PR #812, opened 2023-02-07
hw-jv-array-list

ihor-sydorenko:


src/main/java/core/basesyntax/ArrayList.java
```diff
@@ -1,48 +1,110 @@
...
+        return size;
     }
 
     @Override
     public boolean isEmpty() {
-        return false;
+        return size == 0;
+    }
+
+    private void resizeArray() {
```
Rommelua, line 89: It should be clear from the name that you do not resize always.
```suggestion
    private void resizeIfNeeded() {
```

Rommelua (approved):

PR #813, opened 2023-02-08
solved task

slaybrute:


src/main/java/core/basesyntax/ArrayList.java
```diff
@@ -1,48 +1,109 @@
 package core.basesyntax;
 
+import java.util.Arrays;
+import java.util.NoSuchElementException;
+import java.util.Objects;
+
 public class ArrayList<T> implements List<T> {
+    private int indexOfLastAddedElement = 0;
+    private Object[] array = new Object[10];
```
nacenik, line 9: [See common mistakes](https://mate-academy.github.io/jv-program-common-mistakes/java-core/collections/array-list.html)

src/main/java/core/basesyntax/ArrayList.java
```diff
@@ -1,48 +1,109 @@
 package core.basesyntax;
 
+import java.util.Arrays;
+import java.util.NoSuchElementException;
+import java.util.Objects;
+
 public class ArrayList<T> implements List<T> {
+    private int indexOfLastAddedElement = 0;
```
nacenik, line 8: 0 is default value for int 
```suggestion
    private int size;
```

src/main/java/core/basesyntax/ArrayList.java
```diff
@@ -1,48 +1,109 @@
...
+    private Object[] array = new Object[10];
+
     @Override
     public void add(T value) {
-
+        if (indexOfLastAddedElement >= array.length) {
+            array = Arrays.copyOf(array, (int) (array.length * 1.5));
```
nacenik, line 14: [You need to use `System.arraycopy()`](https://mate-academy.github.io/jv-program-common-mistakes/java-core/collections/array-list.html#use-systemarraycopy-to-move-your-array-elements). Fix it in all places
extract logic that inside if to `grow()` method. Reuse it everywhere

src/main/java/core/basesyntax/ArrayList.java
```diff
@@ -1,48 +1,109 @@
...
+import java.util.Objects;
+
 public class ArrayList<T> implements List<T> {
+    private int indexOfLastAddedElement = 0;
+    private Object[] array = new Object[10];
+
     @Override
     public void add(T value) {
-
+        if (indexOfLastAddedElement >= array.length) {
```
nacenik, line 13: if should be extracted to the method `checkSIze()` or kinda this and reuse it in all places

src/main/java/core/basesyntax/ArrayList.java
```suggestion
    private T[] array;
```

src/main/java/core/basesyntax/ArrayList.java
```diff
@@ -1,48 +1,109 @@
...
     @Override
     public int size() {
-        return 0;
+        return indexOfLastAddedElement;
     }
 
     @Override
     public boolean isEmpty() {
-        return false;
+        return indexOfLastAddedElement <= 0;
```
nacenik, line 107: size cannot be less then 0

src/main/java/core/basesyntax/ArrayList.java
```diff
@@ -1,48 +1,109 @@
...
+                oldValue = (T) array[i];
+                remove(i);
+                counter++;
+                break;
+            }
+        }
+        if (counter == 0) {
+            throw new NoSuchElementException("no such element in List");
+        }
+        return oldValue;
```
nacenik, line 97: in this method you need to find an index of the element and call the method `remove(int index)`, otherwise - throw an exception

src/main/java/core/basesyntax/ArrayList.java
```diff
@@ -1,48 +1,109 @@
...
+        array[index] = value;
     }
 
     @Override
     public T remove(int index) {
-        return null;
+        if (indexOfLastAddedElement <= index || index < 0) {
+            throw new ArrayListIndexOutOfBoundsException("Index: "
+                    + index + ", Size: " + indexOfLastAddedElement);
+        }
```
nacenik, line 72: extract this logic to the method and reuse it where you need

src/main/java/core/basesyntax/ArrayList.java
```diff
@@ -1,48 +1,109 @@
...
+        return oldValue;
     }
 
     @Override
     public T remove(T element) {
-        return null;
+        T oldValue = null;
+        int counter = 0;
+        for (int i = 0; i < array.length; i++) {
+            if (Objects.equals(array[i], element)) {
```
nacenik, line 87: don't use Objects class in your solution

nacenik (changes requested):

src/main/java/core/basesyntax/ArrayList.java
slaybrute: In this method I've found the the index and called the method remove(int index)

src/main/java/core/basesyntax/ArrayList.java
slaybrute: It's impossible to initialize an array with a given type T

okuzan: You initialize array of objects, then cast it to T

src/main/java/core/basesyntax/ArrayList.java
```diff
@@ -1,48 +1,118 @@
...
+        return size;
     }
 
     @Override
     public boolean isEmpty() {
-        return false;
+        return size == 0;
+    }
+
+    private void callArrayListIndexOutOfBoundsExceptionIfNeeded() {
```
okuzan, line 112:
```suggestion
    private void checkIndexInBounds() {
```

src/main/java/core/basesyntax/ArrayList.java
```diff
@@ -1,48 +1,118 @@
 package core.basesyntax;
 
+import java.util.Arrays;
+import java.util.NoSuchElementException;
+
 public class ArrayList<T> implements List<T> {
+    private static final int START_ARRAY_SIZE = 10;
```
```suggestion
    private static final int DEFAULT_SIZE = 10;
```

src/main/java/core/basesyntax/ArrayList.java
```diff
@@ -1,48 +1,118 @@
...
+    private int size = 0;
+    private int index;
+    private Object[] array = new Object[START_ARRAY_SIZE];
```
okuzan, line 10:
```suggestion
    private T[] values;
```

src/main/java/core/basesyntax/ArrayList.java
```diff
@@ -1,48 +1,118 @@
...
+
```
okuzan, line 11: create constructor and initialize `values` with an array of objects of DEFAULT_SIZE, cast it to T[]

src/main/java/core/basesyntax/ArrayList.java
okuzan: not fixed, `Arrays.copyOf` is not allowed

src/main/java/core/basesyntax/ArrayList.java
```diff
@@ -1,48 +1,118 @@
...
     @Override
     public void add(T value) {
-
+        if (size >= array.length) {
+            array = Arrays.copyOf(array, (int) (array.length * 1.5));
```
okuzan, line 15: 1.5 should be GROW_FACTOR constant, for example

src/main/java/core/basesyntax/ArrayList.java
```diff
@@ -1,48 +1,118 @@
...
+        }
+        array[size] = value;
+        size++;
```
```suggestion
        array[size++] = value;
```

src/main/java/core/basesyntax/ArrayList.java
```diff
@@ -1,48 +1,118 @@
...
     }
 
     @Override
     public void add(T value, int index) {
-
+        if (index > size || index < 0) {
+            throw new ArrayListIndexOutOfBoundsException("Index: "
+                    + index + ", Size: " + size);
+        } else {
```
okuzan, line 26: we don't need `else` clause, throwing means exiting the method, unwrap the logic inside of it

src/main/java/core/basesyntax/ArrayList.java
```diff
@@ -1,48 +1,118 @@
...
     @Override
     public void addAll(List<T> list) {
-
+        while (size + list.size() >= array.length) {
+            array = Arrays.copyOf(array, (int) (array.length * 1.5));
+        }
+        for (int i = size, q = 0; q < list.size(); i++, q++) {
+            array[i] = list.get(q);
+            size++;
+        }
```
okuzan, line 45:
```suggestion
        for (int i = 0; i < list.size(); i++) {
            add(list.get(i));
        }

```

src/main/java/core/basesyntax/ArrayList.java
```diff
@@ -1,48 +1,118 @@
 package core.basesyntax;
 
+import java.util.Arrays;
+import java.util.NoSuchElementException;
+
 public class ArrayList<T> implements List<T> {
+    private static final int START_ARRAY_SIZE = 10;
+    private int size = 0;
```
okuzan, line 8: it's useless to initialize int with 0, it's 0 by default

src/main/java/core/basesyntax/ArrayList.java
```diff
@@ -1,48 +1,118 @@
...
+    private int index;
```
okuzan, line 9: we don't need this field

src/main/java/core/basesyntax/ArrayList.java
```diff
@@ -1,48 +1,118 @@
...
-        return null;
+        this.index = index;
+        callArrayListIndexOutOfBoundsExceptionIfNeeded();
+        return (T) array[index];
     }
 
     @Override
     public void set(T value, int index) {
-
+        this.index = index;
```
okuzan, line 57: delete this line

src/main/java/core/basesyntax/ArrayList.java
```diff
@@ -1,48 +1,118 @@
...
     @Override
     public T remove(int index) {
-        return null;
+        this.index = index;
+        callArrayListIndexOutOfBoundsExceptionIfNeeded();
+        T oldValue = (T) array[index];
+        Object[] secondPart = Arrays.copyOfRange(array, index + 1, size);
+        System.arraycopy(secondPart, 0, array, index, secondPart.length);
+        size--;
+        return oldValue;
```
okuzan, line 70:
```suggestion
        checkIndexInBounds();
        T oldValue = values[index];
        System.arraycopy(values, index + 1, values, index, size - index - 1);
        values[--size] = null;
        return oldValue;
```

src/main/java/core/basesyntax/ArrayList.java
```diff
@@ -1,48 +1,118 @@
...
+                    remove(i);
+                    counter++;
+                    break;
+                }
+            }
+        }
+        if (counter == 0) {
+            throw new NoSuchElementException("no such element in List");
+        }
+        return oldValue;
```
okuzan, line 99: I understand why you created `counter`, but we can do it in a more elegant way. instead of all of the logic inside the for-loop, you need one if-check, that will take care of edge cases like the element being null; inside of the if, return `remove(i)`; After the loop, throw an exception right away, without any checks - we wouldn't reach that part if the value was found, because we would `return`.

src/main/java/core/basesyntax/ArrayList.java
```diff
@@ -1,48 +1,118 @@
...
+            throw new ArrayListIndexOutOfBoundsException("Index: "
+                    + index + ", Size: " + size);
+        } else {
+            if (size == array.length) {
+                array = Arrays.copyOf(array, (int) (array.length * 1.5));
+            }
+            Object[] secondPart = Arrays.copyOfRange(array, index, size);
+            array[index] = value;
+            System.arraycopy(secondPart, 0, array, index + 1, secondPart.length);
+            size++;
```
okuzan, line 33: instead of all of this, you just need one System.arraycopy call, then lines 31,33

okuzan (changes requested):

src/main/java/core/basesyntax/ArrayList.java
slaybrute: Why Arrays.copyOf is not allowed. I reckon It's the best solution. Because if we here apply System.arraycopy, initially we should create new array with new size, then copy old to new one, then again copy to main array. It's too much extra code, don't you think ?

slaybrute: I reckon that in some cases System.arraycopy is more logically, I have applied it when it reduce code, but in this case it add extra lines of code

src/main/java/core/basesyntax/ArrayList.java
slaybrute: if you mean field index, it's important, because we use it in this separate method   "" private void checkIndexInBounds() ""
otherwise it's impossible to use it in method

src/main/java/core/basesyntax/ArrayList.java
```diff
@@ -1,48 +1,104 @@
...
+    private int index;
+    private final Object[] array1 = new Object[DEFAULT_SIZE];
+    private T[] values = (T[]) array1;
+
     @Override
     public void add(T value) {
-
+        if (size >= values.length) {
+            values = Arrays.copyOf(values, (int) (values.length * 1.5));
+        }
```
Ivan95kos, line 17: create method grow()
Instead of 1.5, use a constant
[You need to use System.arraycopy()](https://mate-academy.github.io/jv-program-common-mistakes/java-core/collections/array-list.html#use-systemarraycopy-to-move-your-array-elements). Fix it in all places
extract logic that inside if to grow() method. Reuse it everywhere

src/main/java/core/basesyntax/ArrayList.java
Ivan95kos: If you need to pass it as a parameter checkIndexInBounds(int index)

src/main/java/core/basesyntax/ArrayList.java
```diff
@@ -1,48 +1,104 @@
...
     public boolean isEmpty() {
-        return false;
+        return size == 0;
+    }
+
+    private void checkIndexInBounds() {
+        if (size <= index || index < 0) {
+            throw new ArrayListIndexOutOfBoundsException("Index: "
+                    + index + ", Size: " + size);
+        }
```
Ivan95kos, line 102:
```suggestion
    private void checkIndexInBounds(int index) {
        if (size <= index || index < 0) {
            throw new ArrayListIndexOutOfBoundsException("Index: "
                    + index + ", Size: " + size);
        }
```

src/main/java/core/basesyntax/ArrayList.java
Ivan95kos: not fixed

src/main/java/core/basesyntax/ArrayList.java
```diff
@@ -1,48 +1,104 @@
...
+                if (values[i] != null) {
+                    if (values[i].equals(element)) {
+                        oldValue = values[i];
+                        remove(i);
+                        return oldValue;
+                    }
+                }
+            }
+        }
+        throw new NoSuchElementException("no such element in List");
```
Ivan95kos, line 85:
```suggestion
        for (int i = 0; i < size; i++) {
            if (values[i] == element
                    || values[i] != null && values[i].equals(element)) {
                return remove(i);
            }
        }
        throw new NoSuchElementException("There is no such element " + element);
```

Ivan95kos (changes requested):
Please pay attention to [common mistakes](https://mate-academy.github.io/jv-program-common-mistakes/java-core/collections/array-list.html)
And fix all previous comments

src/main/java/core/basesyntax/ArrayList.java
```diff
@@ -1,48 +1,98 @@
...
+                    + index + ", Size: " + size);
+        }
+    }
+
+    private void grow() {
+        T[] tmp = (T[]) new Object[values.length];
+        System.arraycopy(values, 0, tmp, 0, tmp.length);
+        values = (T[]) new Object[(int) (values.length * 1.5)];
+        System.arraycopy(tmp, 0, values, 0, tmp.length);
     }
```
Ivan95kos, line 97:
```suggestion
    private void grow() {
        if (values.length == size) {
            T[] newArray = (T[]) new Object[(int) (values.length * GROW_FACTOR)];
            System.arraycopy(values, 0, newArray, 0, size);
            values = newArray;
        }
    }
```

src/main/java/core/basesyntax/ArrayList.java
```diff
@@ -1,48 +1,98 @@
...
+    public ArrayList() {
+        this.values = (T[]) new Object[DEFAULT_SIZE];
+    }
+
     @Override
     public void add(T value) {
-
+        if (size >= values.length) {
+            grow();
+        }
```
Ivan95kos, line 18:
```suggestion
            grow();
```

src/main/java/core/basesyntax/ArrayList.java
```diff
@@ -1,48 +1,98 @@
...
     @Override
     public void add(T value, int index) {
-
+        if (index > size || index < 0) {
+            throw new ArrayListIndexOutOfBoundsException("Index: "
+                    + index + ", Size: " + size);
+        }
+        if (size == values.length) {
+            grow();
+        }
```
Ivan95kos, line 30:
```suggestion
            grow();
```

Ivan95kos (approved):
Great job

PR #762, opened 2017-04-13
Update Solr to 6.4.1

awead:
This gets us to the current Solr version used in production and also gets all our solr configs in similar state.

### DIFF
--- a/config/travis/solr_wrapper_test.yml
+++ b/config/travis/solr_wrapper_test.yml
@@ -1,9 +1,9 @@
 #config/solr_wrapper_test.yml
-version: 5.5.2
+version: 6.4.1
 port: 8985
 instance_dir: solr-test
 download_dir: dep_cache
 collection:
-    persist: false
-    dir: solr/config
-    name: hydra-test
+  persist: false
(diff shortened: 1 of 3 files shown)


config/travis/solr_wrapper_test.yml
```diff
@@ -1,9 +1,9 @@
...
-version: 5.5.2
+version: 6.4.1
 port: 8985
 instance_dir: solr-test
 download_dir: dep_cache
 collection:
-    persist: false
-    dir: solr/config
-    name: hydra-test
+  persist: false
```
carolyncole, line 7: I may be wrong, but aren't these options for the collection?  So shouldn't thee spaces be there?

carolyncole (changes requested):
@awead have you been seeing any of the 503 errors locally based on this change?  I wonder if moving development to this version or changing the production version would be the best bet?

config/travis/solr_wrapper_test.yml
awead: @cam156 one or more spaces is sufficient. I was just using to for consistency.

Issue #738, opened 2017-04-06
Single Use Link does nothing


carolyncole:
When I am on a FileSet Page 
And I click the single use link button
Then something should happen

awead:
@cam156 are you not seeing the link created in the table? Or does there need to be more visual feedback?
![single](https://cloud.githubusercontent.com/assets/312085/24768692/8bf455dc-1ad1-11e7-85df-bfb91a8bbd07.png)

carolyncole:
@awead I only sometimes see the item in the table, 2 out of 4 times I hit the link an item got created
It also is below the fold on my screen so nothing seemed to have happened

carolyncole:
https://psu.box.com/s/1r4sv4gz188w3uucm98tvj2i61quz31e

awead:
I think the interaction ought to change so that the once the button is pressed, it's inactive until the row is added to the table, and then have a more noticeable UI change when it is added. Presently, it just seems there's a bit of a lag between the click and row insertion, and perhaps clicking again before the row has been loaded isn't registering.

carolyncole:
Disabling the button and possibly setting the table to active or moving the button to be in the same area as the table might be good so that a stupid user (aka me) notices the table and connects the two

carolyncole:
Need to figure out the accessibility of this code.  If it is not accessible this should be fixed within the ticket

PR #765, opened 2017-04-14
Making the single-use links more accessible, ref #738

awead:
Clicking the button to create a new single-use link wasn't making an obvious change.

The button was moved down under the table to which the links were being added, enabling the user to see the result more easily.
Additionally, aria labels and more informative text was added so that visually impaired links could more readily understand
what was occurring and what the links and buttons do.

The actions still aren't ideal. A better solution will be to not use tables and update the Javascript to include responses with
better accessibility functions.


carolyncole:
@awead can you include a screen capture?

awead:
@cam156 
sul

PR #767, opened 2017-04-18
Provide separate step for uploading all files, ref #453

awead:
Note: I'm not completely enamored with this solution because it basically side-steps the problem with a hack. However, I'm not really sure how else to fix the underlying problem because I think it lies with the jbuilder templating system and not with jQuery fileupload plugin. It also has a few hidden benefits, maybe? Uploads are actually occurring faster now, and there's a little more flexibility where the user can add files in multiple batches and only hit "Upload all" once.

This solution injects a new UI behavior where auto-uploading is disabled and a new button is provided to being uploading all the files after their records are individually added to the DOM. (see the circled button)

Although this does add an additional step to the workflow, it fixes the problem and also enables non-sequential, concurrent uploading for increased performance.
upload

ping @cam156 @mtribone @olendorf

### DIFF
--- a/app/assets/javascripts/sufia/uploader.js
+++ b/app/assets/javascripts/sufia/uploader.js
@@ -1,4 +1,9 @@
-// This is overriding Sufia's uploader.js so we can change the value of limitConcurrentUploads
+// Overrides Sufia's uploader.js
+// Injects new UI behavior where auto-uploading is disabled and a new button is provided to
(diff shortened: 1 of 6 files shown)


mtribone:
Well it may also give people the ability to cancel individual uploads in a "better" way, since I think before it was happening so fast on autoload that you had to be quick with the trigger.  So I'm guessing that a user can upload all OR individually upload items?

PR #774, opened 2017-04-20
Provide separate step for uploading all files, ref #453

awead:
Auto-uploading multiple small files was intermittently failing.

This solution injects a new UI behavior where auto-uploading is disabled and a new button is provided to being uploading all the files after their records are individually added to the DOM.

Additionally, the JS templates and other UI code are amended to provide better accessibility. This includes adding aria labels, appropriate table headers, and captions so screen readers can interpret the changes made to the table listing of files.

Although this does add an additional step to the workflow, it fixes the problem and also enables non-sequential, concurrent uploading for increased performance.

Watch: https://www.dropbox.com/s/sevs84srwzijrpk/uploading.m4v?dl=0

ping @cam156 @mtribone

### DIFF
--- a/app/assets/javascripts/sufia/uploader.js
+++ b/app/assets/javascripts/sufia/uploader.js
@@ -1,4 +1,9 @@
-// This is overriding Sufia's uploader.js so we can change the value of limitConcurrentUploads
+// Overrides Sufia's uploader.js
+// Injects new UI behavior where auto-uploading is disabled and a new button is provided to
+// being uploading all the files after their records are individually added to the DOM.
+// Although this does add on additional step to the workflow, it avoids the problems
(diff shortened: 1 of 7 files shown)


awead:
@cam156 @mtribone based on this morning's discussion, here's the updated result:
before:
before
after:
after
final:
final

I had to add an extra row with space to the right of the "all" button so we can show the progress of all the uploads. After it's done, the whole row and button go away.

awead:
@cam156 I'm not sure what to make of this. If I run the tests on the branch by itself, they pass:
https://travis-ci.org/psu-stewardship/scholarsphere/builds/225306200
The PR build, on the other hand, is failing consistently in the same place, but the place it's failing isn't any of the code that changed in the PR.

Issue #733, opened 2017-04-06
I can not save before all the files are done uploading


carolyncole:
When I choose a large number of files or ones that take a while to upload
Then the save button becomes active after the first file has uploaded
If I hit the save button before all the files have uploaded
Only the ones that have uploaded get added to the work

awead:
Fixed in Sufia https://github.com/projecthydra/sufia/commit/e61cb64322816485a191b69cdb7de2a07519379e

PR #784, opened 2017-04-25
Prevent saving a work when files are being uploaded, #733

awead:
The "Save" button is enabled immediately after the first file is uploaded when creating a work. However, if there is more than one file, the work could be save before the rest of the files have finished uploading.

We override Sufia's JS SaveWorkControl class so that the button is not made active until there no uploaded files in progress.


carolyncole (changes requested):
@awead Can you mark the location where you are changing the sufia base behavior?  It will make it easier to find it later.

awead:
@cam156 ha! I almost did that and thought, nah, that's too much.... keepin' me on my game, eh?

Issue #779, opened 2017-04-24
Remove the private option from the visibility


carolyncole:

awead:
I self-pointed this to 3

PR #786, opened 2017-04-26
Remove private visibility option, #779

awead:
Holding works in a private status will no longer be an option. Therefore, the option must be removed.

Existing private works will remain private and editing them will continue to allow them to be private even though the option is no longer explicitly present. New works can be embargoed, and collections will have no private option at all.

Note: I've tested this with existing works that are private. When editing them, there is no selected visibility, since it's private. However, if I save the work without selecting any visibility at all, it remains private. I would expect the form not to save at all since I hadn't selected a visibility. Maybe this is a bug that should be ticketed elsewhere.

### DIFF
--- a/.travis.yml
+++ b/.travis.yml
@@ -3,6 +3,7 @@ cache:
   bundler: true
   directories:
     - "dep_cache"
+    - "travis_phantomjs"
 bundler_args: --without development debug
 sudo: false
 rvm:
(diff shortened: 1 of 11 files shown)


.travis.yml
```diff
@@ -18,7 +19,17 @@ env:
     - TEST_SUITE=unit
     - TEST_SUITE=rubocop
 before_install:
-  - export PATH="$PATH:$(pwd)/fits"
```
carolyncole, line 21: Need this line?

PR #813, opened 2017-05-02
rescue any error that occurs deleting the file

carolyncole:
The error occurs whenever you restart a job and can mask other exceptions being thrown in other parts of the code.

### DIFF
--- a/app/jobs/import_version_job.rb
+++ b/app/jobs/import_version_job.rb
@@ -1,4 +1,5 @@
 # frozen_string_literal: true
+
 class ImportVersionJob < ActiveJob::Base
   queue_as :files
   # @param [ActiveFedora::Base] the work class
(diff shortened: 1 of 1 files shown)


app/jobs/import_version_job.rb
```diff
@@ -7,6 +8,10 @@ def perform(file_set, filename_on_disk)
     # characterize the current version
     CharacterizeJob.perform_now(file_set, file_set.original_file.id, filename_on_disk)
   ensure
-    File.delete(filename_on_disk)
+    begin
+      File.delete(filename_on_disk)
+    rescue
```
awead: Should we rescue from StandardError and report the stack trace?

carolyncole:
@awead added the error message to the rescue logging, since we are rescuing one line I do not think we need a backtrace.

Problem description: Look through the entries and copy every line in which the string "been" appears.

Solution to the problem:
@awead have you been seeing any of the 503 errors locally based on this change?  I wonder if moving development to this version or changing the production version would be the best bet?
I think the interaction ought to change so that the once the button is pressed, it's inactive until the row is added to the table, and then have a more noticeable UI change when it is added. Presently, it just seems there's a bit of a lag between the click and row insertion, and perhaps clicking again before the row has been loaded isn't registering.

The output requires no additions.